Saved data entries -
"""
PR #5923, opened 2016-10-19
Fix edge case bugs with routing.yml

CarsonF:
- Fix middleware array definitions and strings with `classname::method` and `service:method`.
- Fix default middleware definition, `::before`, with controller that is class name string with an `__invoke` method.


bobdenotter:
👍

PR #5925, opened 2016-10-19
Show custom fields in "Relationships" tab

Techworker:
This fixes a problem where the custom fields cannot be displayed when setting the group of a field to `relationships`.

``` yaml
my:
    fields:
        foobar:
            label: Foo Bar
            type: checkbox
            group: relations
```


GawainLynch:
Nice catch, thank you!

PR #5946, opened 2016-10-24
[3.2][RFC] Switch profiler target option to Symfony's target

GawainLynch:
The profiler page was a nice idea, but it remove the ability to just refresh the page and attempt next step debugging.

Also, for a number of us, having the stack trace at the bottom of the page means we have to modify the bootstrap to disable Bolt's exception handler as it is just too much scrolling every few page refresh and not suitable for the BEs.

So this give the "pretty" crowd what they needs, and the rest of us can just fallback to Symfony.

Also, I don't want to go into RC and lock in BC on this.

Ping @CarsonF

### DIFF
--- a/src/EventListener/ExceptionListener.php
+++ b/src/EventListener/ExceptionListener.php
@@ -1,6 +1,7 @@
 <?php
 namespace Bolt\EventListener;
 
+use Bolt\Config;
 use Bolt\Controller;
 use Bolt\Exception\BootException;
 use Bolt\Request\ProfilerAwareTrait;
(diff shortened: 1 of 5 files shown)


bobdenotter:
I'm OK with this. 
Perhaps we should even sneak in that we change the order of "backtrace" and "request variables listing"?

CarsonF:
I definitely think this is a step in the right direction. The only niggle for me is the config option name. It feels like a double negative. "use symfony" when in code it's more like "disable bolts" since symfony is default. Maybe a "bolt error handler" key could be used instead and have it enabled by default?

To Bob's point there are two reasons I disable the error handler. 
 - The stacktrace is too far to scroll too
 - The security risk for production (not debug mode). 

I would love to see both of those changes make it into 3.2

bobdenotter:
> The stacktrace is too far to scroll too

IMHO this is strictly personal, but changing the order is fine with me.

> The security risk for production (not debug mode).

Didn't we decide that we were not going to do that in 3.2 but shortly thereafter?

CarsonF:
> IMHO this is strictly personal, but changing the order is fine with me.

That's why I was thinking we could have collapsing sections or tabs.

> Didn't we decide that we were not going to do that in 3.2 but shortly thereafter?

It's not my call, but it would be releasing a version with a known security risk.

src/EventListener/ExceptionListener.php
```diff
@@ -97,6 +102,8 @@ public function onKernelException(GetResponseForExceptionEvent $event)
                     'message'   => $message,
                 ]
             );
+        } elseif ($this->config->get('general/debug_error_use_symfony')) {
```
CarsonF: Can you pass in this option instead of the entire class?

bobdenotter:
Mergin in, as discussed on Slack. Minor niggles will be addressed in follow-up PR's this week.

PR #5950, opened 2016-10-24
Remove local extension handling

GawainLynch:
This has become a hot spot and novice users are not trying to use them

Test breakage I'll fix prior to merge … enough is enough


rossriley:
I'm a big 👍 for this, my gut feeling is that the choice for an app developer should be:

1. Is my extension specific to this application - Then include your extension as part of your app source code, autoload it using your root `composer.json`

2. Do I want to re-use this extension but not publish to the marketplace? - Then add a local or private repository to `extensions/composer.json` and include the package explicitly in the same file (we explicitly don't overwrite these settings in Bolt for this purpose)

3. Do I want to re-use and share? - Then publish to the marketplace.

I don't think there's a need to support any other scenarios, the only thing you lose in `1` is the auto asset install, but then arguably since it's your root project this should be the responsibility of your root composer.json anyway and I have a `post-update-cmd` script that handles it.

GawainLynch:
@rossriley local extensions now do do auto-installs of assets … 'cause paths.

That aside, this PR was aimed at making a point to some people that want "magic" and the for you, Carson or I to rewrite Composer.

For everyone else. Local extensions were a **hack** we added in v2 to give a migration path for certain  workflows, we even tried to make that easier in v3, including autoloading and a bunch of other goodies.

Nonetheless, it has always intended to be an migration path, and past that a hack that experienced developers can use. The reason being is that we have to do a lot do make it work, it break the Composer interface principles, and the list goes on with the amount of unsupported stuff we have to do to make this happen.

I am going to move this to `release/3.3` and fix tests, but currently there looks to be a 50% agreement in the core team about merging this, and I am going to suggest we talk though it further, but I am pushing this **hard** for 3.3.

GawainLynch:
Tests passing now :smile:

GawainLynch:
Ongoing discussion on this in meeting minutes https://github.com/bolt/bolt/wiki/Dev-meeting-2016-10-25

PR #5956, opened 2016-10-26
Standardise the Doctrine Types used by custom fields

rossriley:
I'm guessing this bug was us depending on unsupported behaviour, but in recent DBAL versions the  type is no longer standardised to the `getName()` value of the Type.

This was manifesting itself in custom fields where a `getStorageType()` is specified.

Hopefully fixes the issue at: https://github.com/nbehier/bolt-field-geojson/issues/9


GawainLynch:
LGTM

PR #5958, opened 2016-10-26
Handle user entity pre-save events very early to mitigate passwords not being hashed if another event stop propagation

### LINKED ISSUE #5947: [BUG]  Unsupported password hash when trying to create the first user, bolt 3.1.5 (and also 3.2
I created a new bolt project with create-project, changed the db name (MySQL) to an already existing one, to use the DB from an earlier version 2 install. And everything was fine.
"""
"""
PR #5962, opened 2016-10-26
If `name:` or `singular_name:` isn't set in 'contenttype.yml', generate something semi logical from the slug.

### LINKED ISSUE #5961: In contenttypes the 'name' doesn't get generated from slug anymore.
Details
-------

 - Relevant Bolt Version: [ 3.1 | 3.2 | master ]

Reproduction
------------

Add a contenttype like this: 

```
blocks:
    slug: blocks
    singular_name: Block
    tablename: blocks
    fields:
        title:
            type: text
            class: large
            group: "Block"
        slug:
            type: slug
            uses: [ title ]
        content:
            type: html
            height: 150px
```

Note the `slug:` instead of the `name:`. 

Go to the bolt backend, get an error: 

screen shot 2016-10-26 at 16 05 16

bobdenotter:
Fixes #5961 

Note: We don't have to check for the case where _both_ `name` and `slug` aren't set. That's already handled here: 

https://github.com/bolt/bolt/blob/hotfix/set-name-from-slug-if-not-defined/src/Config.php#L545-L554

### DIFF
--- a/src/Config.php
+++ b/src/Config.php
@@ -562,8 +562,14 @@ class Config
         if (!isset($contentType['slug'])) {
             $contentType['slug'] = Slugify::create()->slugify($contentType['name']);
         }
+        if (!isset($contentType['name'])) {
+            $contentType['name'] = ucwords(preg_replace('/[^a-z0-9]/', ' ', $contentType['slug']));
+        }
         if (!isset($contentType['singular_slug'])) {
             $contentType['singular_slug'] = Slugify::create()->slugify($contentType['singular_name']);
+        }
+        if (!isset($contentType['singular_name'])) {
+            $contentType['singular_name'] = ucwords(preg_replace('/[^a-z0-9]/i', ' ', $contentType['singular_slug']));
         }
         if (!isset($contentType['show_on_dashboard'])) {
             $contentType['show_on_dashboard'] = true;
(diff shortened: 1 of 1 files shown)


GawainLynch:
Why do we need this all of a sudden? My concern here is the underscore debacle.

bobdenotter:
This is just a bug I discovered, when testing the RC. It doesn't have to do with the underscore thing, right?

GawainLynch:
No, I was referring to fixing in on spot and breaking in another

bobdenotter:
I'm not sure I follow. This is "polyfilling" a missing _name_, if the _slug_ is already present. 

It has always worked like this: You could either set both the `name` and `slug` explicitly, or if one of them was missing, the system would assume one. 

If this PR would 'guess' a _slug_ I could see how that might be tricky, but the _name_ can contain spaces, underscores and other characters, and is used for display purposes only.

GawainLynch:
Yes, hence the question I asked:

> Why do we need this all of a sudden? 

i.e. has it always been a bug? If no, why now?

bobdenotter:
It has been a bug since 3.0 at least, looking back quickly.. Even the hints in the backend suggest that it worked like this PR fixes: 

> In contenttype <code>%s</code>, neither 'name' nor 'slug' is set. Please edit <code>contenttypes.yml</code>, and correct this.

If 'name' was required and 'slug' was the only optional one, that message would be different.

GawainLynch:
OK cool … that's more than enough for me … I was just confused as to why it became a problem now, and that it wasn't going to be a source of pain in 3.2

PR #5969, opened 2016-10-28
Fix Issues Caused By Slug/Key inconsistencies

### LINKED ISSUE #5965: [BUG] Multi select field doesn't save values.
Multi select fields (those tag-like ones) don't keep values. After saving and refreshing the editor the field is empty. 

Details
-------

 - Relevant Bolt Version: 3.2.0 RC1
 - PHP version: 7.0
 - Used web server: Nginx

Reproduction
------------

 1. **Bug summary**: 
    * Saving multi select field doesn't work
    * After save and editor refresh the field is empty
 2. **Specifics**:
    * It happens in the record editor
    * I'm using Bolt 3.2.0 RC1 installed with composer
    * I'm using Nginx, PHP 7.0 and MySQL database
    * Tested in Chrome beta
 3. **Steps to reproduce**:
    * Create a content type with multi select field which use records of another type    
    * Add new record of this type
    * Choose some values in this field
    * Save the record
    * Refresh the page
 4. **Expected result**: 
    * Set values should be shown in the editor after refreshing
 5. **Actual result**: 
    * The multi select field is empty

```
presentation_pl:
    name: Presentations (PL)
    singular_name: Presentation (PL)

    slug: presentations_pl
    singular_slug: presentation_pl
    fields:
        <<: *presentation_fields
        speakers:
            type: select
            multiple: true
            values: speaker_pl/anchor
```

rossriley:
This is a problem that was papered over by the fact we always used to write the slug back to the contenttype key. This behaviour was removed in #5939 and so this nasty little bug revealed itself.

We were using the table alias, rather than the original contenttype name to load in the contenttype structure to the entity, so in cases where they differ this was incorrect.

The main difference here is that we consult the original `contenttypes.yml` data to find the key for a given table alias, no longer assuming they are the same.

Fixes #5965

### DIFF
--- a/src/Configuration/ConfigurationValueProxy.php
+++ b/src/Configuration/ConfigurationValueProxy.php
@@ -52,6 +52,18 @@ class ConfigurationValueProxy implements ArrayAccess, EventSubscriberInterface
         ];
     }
"""
Work instructions - Check each line of the entries, and copy the ones that contain "LINKED".

Completed exercise -
### LINKED ISSUE #5947: [BUG]  Unsupported password hash when trying to create the first user, bolt 3.1.5 (and also 3.2
### LINKED ISSUE #5961: In contenttypes the 'name' doesn't get generated from slug anymore.
### LINKED ISSUE #5965: [BUG] Multi select field doesn't save values.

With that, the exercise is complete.